Nel periodo della gravidanza il consumo di alcol rappresenta un rischio non solo per la salute della donna ma, soprattutto, per quella del nascituro che potrebbe subire danni permanenti. Infatti, anche minime quantità di alcol possono pregiudicare la salute e lo sviluppo del feto e aumentare il rischio che si verifichi un aborto spontaneo, un parto prematuro e un basso peso alla nascita.

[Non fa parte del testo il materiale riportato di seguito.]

PR #15880, opened 2024-10-13
Disjoint `QueryData` access

### LINKED ISSUE #14518: Disjointed QueryDataAccess

In generic contexts, or when you have really complex `QueryData` parameters, there is currently no way to have disjointed `QueryData` access in a single query iteration 
For example, you have a generic system that changes Transform based on an output of the generic parameter:
```rust
trait EntitySystem {
    Data: QueryData;
    Out;

    fn run(data: Self::Data) -> Self::Out;
}

fn change_transform<T: EntitySystem<Out = Vec3>>(mut query: Query<DataSet<(T::Data, &mut Transform)>>) {
    for mut set in query.iter_mut() {
        let desirable_translation = T::run(set.d0());
        let mut transform = set.d1();
        transform.translation = desirable_translation;
    }
}
```

For this feature request I will name such `QueryData` implementer `DataSet` (similar to how `ParamSet` for `SystemParam` was named)

Implementation would be similar to the `ParamSet` implementation.
Requires cloning `WorldQuery::Fetch` in call to `WorldQuery::fetch`
Requires adding method to the `WorldQuery` trait similar to `WorldQuery::shrink`, but with `WorldQuery::Fetch` as input and output, so that it is possible to implement `WorldQuery::shrink` for `DataSet`
```rust
pub struct DataSet<'w, T: QueryData> {
    fetch: T::Fetch<'w>,
    entity: Entity,
    table_row: TableRow,
}
```

Using `ParamSet` over two queries
Iterating each query in different cycle 
Storing results of iteration in a `HashMap`
Code equivalent of this alternative:
```rust
fn alternative_function(mut set: ParamSet<(Query<(Entity, D0)>, Query<(Entity, D1)>, ...)>) {
    let mut p0_map: EntityHashMap = HashMap::new();
    for (entity, data) in set.p0().iter_mut() {
        let result = calculation_for_p0(data);
        p0_map.insert(entity, result);
    }

    let mut p1_map: EntityHashMap = HashMap::new();
    for (entity, data) in set.p1().iter_mut() {
        if let Some(p0_result) = p0_hash_map.get_mut(&entity) {
            let result = calculation_for_p1(p0_result, data);
            p1_map.insert(entity, result);
        }
    }

    ...
}
```
This is error prone, requires unnecessary allocations, boilerplate and is inefficient, because in generic contexts it's not always possible to make all queries match the same archetype, which means more entities than necessary will be iterated (there is no archetype filter).

## Additional context

I've built proof-of-concept version without proc marco implementation, with just 2 generics https://github.com/vil-mo/bevy_data_set
Currently working on proc macro version

vil-mo:
# Objective

Fixes https://github.com/bevyengine/bevy/issues/14518

## Solution

Added `QueryData` implementer similarly to how `ParamSet` is implemented

## Testing

2 doc tests and 3 tests that are adapted forms of the same tests for `ParamSet`

## Showcase
Adds `DataSet` that imlements `QueryData` and allows disjoint access to it's members, similarly to how `ParamSet` works.
Mainly would be useful with in generic contexts where you need `QueryData`, but can't guarantee it won't conflict with other `QueryData`. Or with complex custom `QueryData` implementers that conflict with each other.  
This will compile even if A and B conflict:
```rust
fn iterate_generic_data<A: QueryData, B: QueryData>(mut query: Query<DataSet<(A, B)>>) {
    for mut set in query.iter_mut() {
        let a = set.d0();
        let b = set.d1();
    }
}
```


chescock (approved):

BenjaminBrienen (approved):

chescock:
It's definitely more niche than `ParamSet`, but I don't see a simpler way to solve the use case in the linked issue.  There could theoretically be cases with overlapping `#[derive(QueryData)]` queries where it could help, as well.  

I believe it was sound when it was written, since it ensures only one subquery is alive at a time and declares all the access from each.  

It will need an update in light of #16843, though.  It's now valid for a `QueryData` to request mutable access to a resource in `init_fetch`, and it would be unsound if multiple subqueries did that.  I think that can be resolved by adding the resource access from each subquery to the main `access` before checking the next one.  

Also, this uses a proc macro, which was consistent with `ParamSet` when written, but #16847 changed that to be a `macro_rules` macro.  It would be nice to change this to `macro_rules` as well, but that doesn't need to block it.

crates/bevy_ecs/src/system/mod.rs
```diff
@@ -810,6 +810,31 @@ mod tests {
...
+    #[test]
+    fn data_set_system() {
+        fn sys(mut _query: Query<DataSet<(&mut A, &A)>>) {}
+        let mut world = World::default();
+        run_system(&mut world, sys);
+    }
+
+    #[test]
+    #[should_panic]
+    fn conflicting_query_with_data_set_system() {
```
hymm, line 822: Could you add a should_panic test with the `Query<DataSet>` as the first system parameter too. The conflict checking can be order dependent.

crates/bevy_ecs/src/system/mod.rs
```diff
@@ -810,6 +810,31 @@ mod tests {
...
+
+    #[test]
+    #[should_panic]
+    fn conflicting_data_sets_system() {
+        fn sys(_query_1: Query<DataSet<(&mut A,)>>, _query_2: Query<DataSet<(&mut A, &B)>>) {}
+
+        let mut world = World::default();
+        run_system(&mut world, sys);
+    }
+
```
hymm, line 837: Could you add a should_panic test with the conflict in the second item of the DataSet?

crates/bevy_ecs/src/query/fetch.rs
```diff
@@ -1716,6 +1717,154 @@ unsafe impl<'__w, T: Component> QueryData for Mut<'__w, T> {
     type ReadOnly = Ref<'__w, T>;
 }
 
+/// A collection of potentially conflicting [`QueryData`]s allowed by disjoint access.
```
hymm, line 1720: The docs should make it clear that the query will fetch entitieis that match the union of all the QueryData's in the DataSet.

hymm (commented):
If we had real variadics, I would say just merge this. As it is though this adds a fair amount of codegen for a niche feature, so I'm a little hesitant. This is probably only really useful in generic contexts. Overall I do lean towards merging this, since the alternatives are a lot more awkward to write.

We could limit this to 4 items like ParamSet was originally until a user asks for more.

chescock (approved):

alice-i-cecile:
I'm a little reluctant to merge this, given the level of code gen for a niche feature and the absolute headache that ParamSet has been. I'm open to being convinced however.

Attraverso la placenta, l’alcol giunge direttamente nel sangue del feto che, non essendo in grado di metabolizzarlo come una persona adulta, è esposto più a lungo ai suoi effetti nocivi. La situazione si complica nel caso di gravidanze non pianificate che rappresentano, soprattutto nelle giovani donne di età compresa tra i 16 e i 19 anni, quasi la metà di tutte le gravidanze. In questo caso, il rischio che il feto sia esposto ai possibili danni causati dall’alcol è molto alto poiché gli organi vitali, quali cuore, cervello e scheletro, si formano durante i primi 10-15 giorni dopo il concepimento, quando la futura mamma è spesso inconsapevole del suo nuovo stato. La ricerca internazionale ha evidenziato che mediamente, nel mondo, circa il 60% delle donne beve alcol in un qualche momento della gravidanza. Anche in Italia il 50-60% delle donne incinte continuano a bere alcolici.

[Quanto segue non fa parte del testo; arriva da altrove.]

PR #15881, opened 2024-10-13
Improve `PhantomData` held by curve adaptors

mweatherley:
# Objective

The previous `PhantomData` instances were written somewhat lazily, so they were just things like `PhantomData<T>` for curves with an output type of `T`. This looks innocuous, but it unnecessarily constrains `Send/Sync` inference based on `T`. See [here](https://doc.rust-lang.org/nomicon/phantom-data.html#table-of-phantomdata-patterns).

## Solution

Switch to `PhantomData` of the form `PhantomData<fn() -> T>` for most of these adaptors. Since they only have a functional relationship to `T` (i.e. it shows up in the return type of trait methods), this is more accurate.

## Testing

Tested by compiling Bevy.

### DIFF
--- a/crates/bevy_math/src/curve/adaptors.rs
+++ b/crates/bevy_math/src/curve/adaptors.rs
@@ -85,7 +85,7 @@ pub struct FunctionCurve<T, F> {
     #[cfg_attr(feature = "bevy_reflect", reflect(ignore))]
     pub(crate) f: F,
     #[cfg_attr(feature = "bevy_reflect", reflect(ignore))]
-    pub(crate) _phantom: PhantomData<T>,
+    pub(crate) _phantom: PhantomData<fn() -> T>,
 }
 
 impl<T, F> Debug for FunctionCurve<T, F> {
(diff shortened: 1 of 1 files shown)


mweatherley:
I'm actually still a little bit unsure about `MapCurve` specifically. My reasoning was that it should behave like it owns a `fn() -> S` since it actually owns a curve with that output type; the `fn(S) -> T` phantom type looks reasonable but is also just going to be redundant in all real cases, because `F: Fn(S) -> T` (so, for instance, it could literally be a function pointer `fn(S) -> T`).

MrGVSV (approved):
My brain struggles so hard with trying to understand variance, but this looks right to me

IQuick143 (approved):

MrGVSV:
> I'm actually still a little bit unsure about `MapCurve` specifically. My reasoning was that it should behave like it owns a `fn() -> S` since it actually owns a curve with that output type; the `fn(S) -> T` phantom type looks reasonable but is also just going to be redundant in all real cases, because `F: Fn(S) -> T` whenever the struct is a curve (so, for instance, it could literally be a function pointer `fn(S) -> T`).

When would `MapCurve` not be a curve? Is there a reason `F` isn't defined with the `Fn(S) -> T` bound?

alice-i-cecile (approved):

Il riconoscimento delle alterazioni provocate dall’alcol sullo sviluppo del feto all’interno dell’utero (sviluppo intrauterino) è avvenuto solo recentemente, alla fine degli anni Sessanta. Da allora, studi sempre più numerosi, condotti in tutto il mondo, hanno permesso di definire meglio la tipologia dei danni al feto conseguenti all’esposizione prenatale all’alcol che sono stati inclusi nel termine “spettro dei disordini feto-alcolici” (fetal alcohol spectrum disorder – FASD). Questa definizione è un termine “ombrello” che si riferisce a tutte le anomalie e le disabilità fisiche, mentali, comportamentali e sociali che possono presentarsi, anche per tutta la vita, in diversi modi e con differenti livelli di gravità, a causa dell’esposizione del feto all’alcol.
Le disabilità si dividono in primarie (o principali) e secondarie.
Le disabilità primarie riflettono i principali danni nell’aspetto esteriore e le alterazioni neuropsicologiche rientranti nello spettro dei disordini feto alcolici. Essi includono:
anomalie facciali
ritardo nell’accrescimento
difformità nello sviluppo neurologico del sistema nervoso centrale con disfunzioni comportamentali e cognitive
Le disabilità secondarie compaiono più tardi nel corso della vita e si ritiene siano il risultato di complicazioni dovute ai mancati accertamenti (diagnosi) e cura delle disabilità primarie. Consistono in:
problemi di salute mentale
mancanza di vita autonoma
problemi con il lavoro
esperienza scolastica fallimentare
problemi con la legge
isolamento
comportamento sessuale inappropriato
La maggior parte dei casi di “spettro dei disordini feto-alcolici” non sono, ad oggi, facilmente diagnosticati e dunque non sono trattati in modo appropriato. Si pensa che una percentuale compresa tra il 4 e il 40% di donne che bevono quantità rilevanti di alcol in gravidanza, partorisca bambini con danni di vario grado causati dall’alcol, ma non sono disponibili dati accurati sul numero di bambini che manifestano disturbi causati dall’esposizione all’alcol nelle diverse parti del mondo. Inoltre, non si conoscono le cause per cui alcuni neonati nascano con danni più gravi rispetto ad altri, anche se è ragionevole pensare che ciò possa dipendere dalla combinazione dell’abuso di alcol con fattori genetici, cattiva nutrizione, fumo e/o abuso di droghe. Tuttavia, l’accertamento del danno prima dei 6 anni e un intervento mirato possono diminuire il manifestarsi delle disabilità secondarie ed attenuare la loro progressione.
Lo studio più recente, del 2011, riferisce che nella popolazione italiana un 8% di neonati è risultato esposto all’alcol materno. Lo studio ha stimato in 7 città italiane la prevalenza dell’esposizione prenatale all’alcol, in particolare nella capitale e una correlazione significativa tra la percentuale più alta di esposizione prenatale e alcune caratteristiche sociodemografiche materne (basso livello di istruzione e età più giovane).